Originally there was only one C: Carat (1 Carat= 200 mg). The carat or size of a stone was all that consumers cared about and it was used to determine the value of a stone.
Then, in the early 1950s, De Beers created the other 3 Cs in a move to maintain their iron grip on diamond supply.
Around this time diamonds had been discovered in Russia in massive quantities. Because De Beers no longer owned most, if not all, of the world’s mines, they were in danger of losing control of the supply and pricing of diamonds.
Instead of attempting to gain control of the Russian mines, they simply purchased their output – smaller diamonds, but of a clearer variety than those produced in South Africa. (The Incredible Story of How De Beers Created and Lost The Most Powerful Monopoly Ever, Business Insider, Dec. 2011)
Left with the need to sell a mountain of tiny diamonds, De Beers came up with, and marketed, the 4 Cs. Thus increasing the value of the small but clear (aka Clarity) Russian diamonds.
One of Gemfields’ most critical moves, which has set them apart from the competition, is the creation of a comprehensive coloured gemstone classification system. It’s something they are only able to do because they control such a significant portion of the market.
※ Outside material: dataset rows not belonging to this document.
PR #5255, opened 2025-06-02
flamenco, runtime: input region should be 16-byte aligned

yufeng-jump:


mjain-jump (approved):

mjain-jump:
You'll have to regenerate the fixtures

kbhargava-jump:
mismatches from `sol_prog_vm_interp_diff` use the instruction harness and hence should not be in `vm_interp-fixtures.list`. thats probably why the fixtures are failing there

kbhargava-jump (approved):

PR #5263, opened 2025-06-04
Reverting svc queue change

akhinvasara-jumptrading:
Reverting the service queue changes.


src/waltz/quic/fd_quic_svc_q.h
ripatel-fd, line 1: Can we keep this header?

src/waltz/quic/fd_quic_common.h
ripatel-fd, line 1: Could you revert this whitespace change?

src/waltz/quic/tests/test_quic_conformance.c
ripatel-fd, line 1: IIRC: The old service queue had an invariant that all conns that aren't INVALID state are present in one of the service lists. Are we still checking this in the validate function?

akhinvasara-jumptrading: yep, bc we validate the 3 svc queues, and then check that all non INVALID have been visited
imo that validation stuff could be a bit more clean/explicit, but good for now

nbridge-jump (approved):

PR #7312, opened 2025-11-18
config: use default XDP mode

ripatel-fd:
Allow the kernel to select driver XDP when available instead of
always using SKB mode.


src/waltz/xdp/fd_xdp1.c
```diff
@@ -253,7 +253,7 @@ fd_xdp_install( uint           if_idx,
   if(      !strcmp( xdp_mode, "skb"     ) ) uxdp_mode = XDP_FLAGS_SKB_MODE;
   else if( !strcmp( xdp_mode, "drv"     ) ) uxdp_mode = XDP_FLAGS_DRV_MODE;
   else if( !strcmp( xdp_mode, "hw"      ) ) uxdp_mode = XDP_FLAGS_HW_MODE;
```
mmcgee-jump, line 255: Whats "hw" mode and why undocumented?

ripatel-fd: @mmcgee-jump It's a kernel feature for NICs that have eBPF in hardware. Which are basically vaporware

PR #7313, opened 2025-11-18
harness: reject deprecated vote states

ibhatt-jumptrading:


mjain-jump (approved):

topointon-jump:
Should we also change solfuzz not to generate these?

PR #7324, opened 2025-11-19
shmem: work around ASLR failure

ripatel-fd:
Works around occasional run-test-vectors failures

### DIFF
--- a/src/util/shmem/fd_shmem_user.c
+++ b/src/util/shmem/fd_shmem_user.c
@@ -121,7 +121,9 @@ fd_shmem_private_map_rand( ulong size,
     }
   }
 
-  FD_LOG_ERR(( "unable to find random address for memory map after 1000 attempts" ));
+  FD_LOG_WARNING(( "Failed 1000 attempts to find a virtual memory range suitable for an mmap() allocation of 0x%lx, retrying with kernel default ASLR ...", size ));
+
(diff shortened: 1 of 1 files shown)


src/util/shmem/fd_shmem_user.c
```diff
@@ -121,7 +121,9 @@ fd_shmem_private_map_rand( ulong size,
     }
   }
 
-  FD_LOG_ERR(( "unable to find random address for memory map after 1000 attempts" ));
+  FD_LOG_WARNING(( "Failed 1000 attempts to find a virtual memory range suitable for an mmap() allocation of 0x%lx, retrying with kernel default ASLR ...", size ));
```
mmcgee-jump, line 124: Blocking so I can review this in detail. I'm not sure "kernel default ASLR" does anything here with mmap, otherwise there was no point writing this whole thing in the first place.

mmcgee-jump (changes requested):
.

ripatel-fd:
> I'm not sure "kernel default ASLR" does anything here with mmap, otherwise there was no point writing this whole thing in the first place.

@mmcgee-jump On x86, kernel ASLR uses (at most) 32-bit offsets for randomization. It's much more conservative to prevent other brk-like growing regions from crashing into an mmap()ed region, like the stack. On Firedancer, memory regions don't grow post startup, so we can use a much wider ASLR range.

Relevant sysctls are randomize_va_space, mmap_rnd_bits

PR #7327, opened 2025-11-19
net: fix IGMP IPv4 verihl order

two-heart:


ripatel-fd:
cc @jvarela-jump @0x0ece this might affect SNP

Mr. Harebottle is quick to point out there is no such thing as a better gemstone. They are simply different, and as long as the customer loves his or her purchase then Gemfields has done their job right.
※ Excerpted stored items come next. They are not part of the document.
PR #7338, opened 2025-11-19
sbpf: fix calldest map for SHT_NOBITS .text

ripatel-fd:
Fixes a mismatch in the ELF loader for SHT_NOBITS .text sections.
If SHT_NOBITS is set and sh_size is not zero, then the instruction
count is zero, but the call destination map is scaled by sh_size.

Therefore, the size of the calldest map and text_cnt need to be
decoupled.

Note that this would not cause a bank hash mismatch, since zero
instruction ELF programs are guaranteed to fail verification (due
to entrypoint being out of bounds).

Found by solfuzz repo 9bede7116179ceb81bacac9a55e27042fc8c98f8423edae4dbac95838c952c62

### DIFF
--- a/src/ballet/sbpf/fd_sbpf_loader.c
+++ b/src/ballet/sbpf/fd_sbpf_loader.c
@@ -1,7 +1,6 @@
 #include "fd_sbpf_loader.h"
 #include "fd_sbpf_instr.h"
 #include "fd_sbpf_opcodes.h"
-#include "../../util/fd_util.h"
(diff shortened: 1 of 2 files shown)


ripatel-fd:
> Do you mind also adding the fixture to test-vectors and updating `test-vectors-commit-sha.txt`? 🙏

@topointon-jump This was from a flatbuffers input, not even a fixture. And flatbuffers support for test_sol_compat is missing. So I can't unfortunately.

PR #7341, opened 2025-11-19
sbpf: fix mismatch in parse_dynamic_relocations

ripatel-fd:
Fixes incorrect integer overflow handling and encoding of an
Option<> type.

### DIFF
--- a/src/ballet/sbpf/fd_sbpf_loader.c
+++ b/src/ballet/sbpf/fd_sbpf_loader.c
@@ -1176,7 +1176,8 @@ fd_sbpf_lenient_elf_parse( fd_sbpf_elf_info_t * info,
       dynamic_table[ dyn.d_tag ] = dyn.d_un.d_val;
     }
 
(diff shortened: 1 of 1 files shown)


src/ballet/sbpf/fd_sbpf_loader.c
```diff
@@ -1193,33 +1194,37 @@ fd_sbpf_lenient_elf_parse( fd_sbpf_elf_info_t * info,
       }
 
       /* https://github.com/anza-xyz/sbpf/blob/v0.12.2/src/elf_parser/mod.rs#L430-L444 */
-      ulong offset = ULONG_MAX;
-      for( ulong i=0; i<ehdr.e_phnum; i++ ) {
-        /* Again... */
+      _Bool offset_found = 0;
```
mjain-jump: why not `uchar`?

ripatel-fd: Because _Bool has only two possible values, 0 and 1

mjain-jump: i thought using bool was discouraged

mjain-jump (approved):

PR #7342, opened 2025-11-19
fuzz: add flatbuffer fixture execution

mjain-jump:


mjain-jump:
Requires commit SHA update after https://github.com/firedancer-io/test-vectors/pull/166

ripatel-fd (dismissed):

There are, however, more expensive gemstones, and this is predominately a factor of rarity. Larger gemstones are rarer than smaller ones, intense colour is rarer than weaker colours, and both drive up a gem’s value.
An example of this is seen in ruby, where “pigeon blood” red is the premier colour, fetching prices multiple times that of a less-rare variant of the gem.
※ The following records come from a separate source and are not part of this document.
PR #7361, opened 2025-11-20
runtime: clean up block harness init

ripatel-fd:
- Move all lock guards into their own scopes to defend against
  lock leaks
- Reject input instead of crashing if sysvars are missing

### DIFF
--- a/src/flamenco/runtime/tests/fd_block_harness.c
+++ b/src/flamenco/runtime/tests/fd_block_harness.c
@@ -324,51 +324,66 @@ fd_solfuzz_pb_block_ctx_create( fd_solfuzz_runner_t *                runner,
 
   /* Initialize the current running epoch stake and vote accounts */
 
-  fd_vote_states_t * vote_states = fd_bank_vote_states_locking_modify( bank );
-  vote_states = fd_vote_states_join( fd_vote_states_new( vote_states, FD_RUNTIME_MAX_VOTE_ACCOUNTS, 999UL ) );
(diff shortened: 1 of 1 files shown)


src/flamenco/runtime/tests/fd_block_harness.c
```diff
@@ -324,88 +324,106 @@ fd_solfuzz_pb_block_ctx_create( fd_solfuzz_runner_t *                runner,
...
+  }
 
   /* Finish init epoch bank sysvars */
   fd_epoch_schedule_t epoch_schedule_[1];
   fd_epoch_schedule_t * epoch_schedule = fd_sysvar_epoch_schedule_read( funk, xid, epoch_schedule_ );
-  FD_TEST( epoch_schedule );
+  if( FD_UNLIKELY( !epoch_schedule ) ) {
+    FD_LOG_WARNING(( "Block test vector missing epoch_schedule sysvar" ));
+    return NULL;
+  }
```
mjain-jump, line 379: i actually prefer crashing here because otherwise small mutator changes that alter this behavior go unnoticed

mjain-jump (changes requested):
scoping looks good, but dont agree with the silent input rejection

ripatel-fd:
@mjain-jump there is no silent input rejection. `test_sol_compat` logs a warning and the shared interface reports up an error. It is up to the shared interface user to crash though if it gracefully reports an invalid input. It doesn't make sense to make the entire interface crash.

PR #7364, opened 2025-11-20
gui: show producer shreds

jherrera-jump:


jherrera-jump:
can be merged after https://github.com/firedancer-io/firedancer/pull/7385

PR #7392, opened 2025-11-21
gui: fix cJSON_Parse overrun

jherrera-jump:
cJSON_ParseWithLengthOpts seems to access memory one past the end of the parseable region, even when `require_null_terminated=0`

found by fuzzer, credit to @nlgripto for find + fix


mmcgee-jump:
Huh, weird. Can you file an issue or something for any other users of same function?

PR #7398, opened 2025-11-22
accdb: add vinyl-funk overlay prototype

ripatel-fd:
Adds a second accdb backend using a read-only vinyl base layer
and a read-write funk overlay.  This is close to the target design,
but excludes the "migrating records from vinyl to funk" step.

This solution is probably not production-shippable, but it allows
us to get some real-world exposure to the vinyl top layer.


src/flamenco/accdb/fd_accdb_ref.h
```diff
@@ -24,6 +24,7 @@
 struct fd_accdb_ref {
   ulong rec_laddr;
   ulong meta_laddr;
+  uchar address[32];  /* only for vinyl requests */
```
jvarela-jump, line 27: Probably worth using a macro here for the address size, and wherever the address is initialized or memcpy-ed?

jvarela-jump (approved):

src/flamenco/accdb/fd_accdb_ref.h
ripatel-fd: Good point, I'll change this to use `fd_pubkey_t` in the next PR.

Gemfields’ rough grading systems for both emerald and ruby were developed by their head of global sales, Adrian Banks (Gemstones on Jermyn Street: White is a Colour, Global Mining Observer, Oct. 2014). The emerald system, for example, consists of several steps:
- First, the gems are divided by size into six categories ranging from 4mm to greater than 31mm;
- They are then subdivided by colour with stones of similar hues and intensities grouped together;
- Next, stones are divided by transparency;
- And finally, they are separated based on defining traits of individual stones such as how the stone will be cut and consistency of colour.
The system allows Gemfields to supply buyers with a level of consistency in supply and value never before seen in the market. The effects of this system are twofold.
Not only can it be, in addition to marketing, largely credited with the consistent increase in price per carat Gemfields has seen at each auction, it has a trickledown effect on the entire industry. It allows consistency in pricing and confidence in supply to develop over time, with each consecutive auction bidders develop a sense of the prices expected to purchase a lot of a given “quality” of gemstones, in turn allowing them to reflect this cost in the pricing of their jewelry and products.
It also provides Gemfields with tremendous influence over the industry.
Mr. Harebottle considers Gemfields to be a “luxury miner,” possessing the skillsets of the best mining houses in the world – but also understanding how to promote and market their product.
There are few better ways to describe Gemfields’ aptitude for marketing than this:
That is actress/model Mila Kunis in an emerald campaign; she is Gemfields’ official brand ambassador. Her support does not come cheap however, commanding a considerable price tag with a third of Gemfields marketing budget committed to the Mila campaign and the associated marketing capital (ie. advertising space, photography, videography, etc). But Mr. Harebottle couldn’t be happier about the relationship and believes Ms. Kunis to be the perfect fit for Gemfields.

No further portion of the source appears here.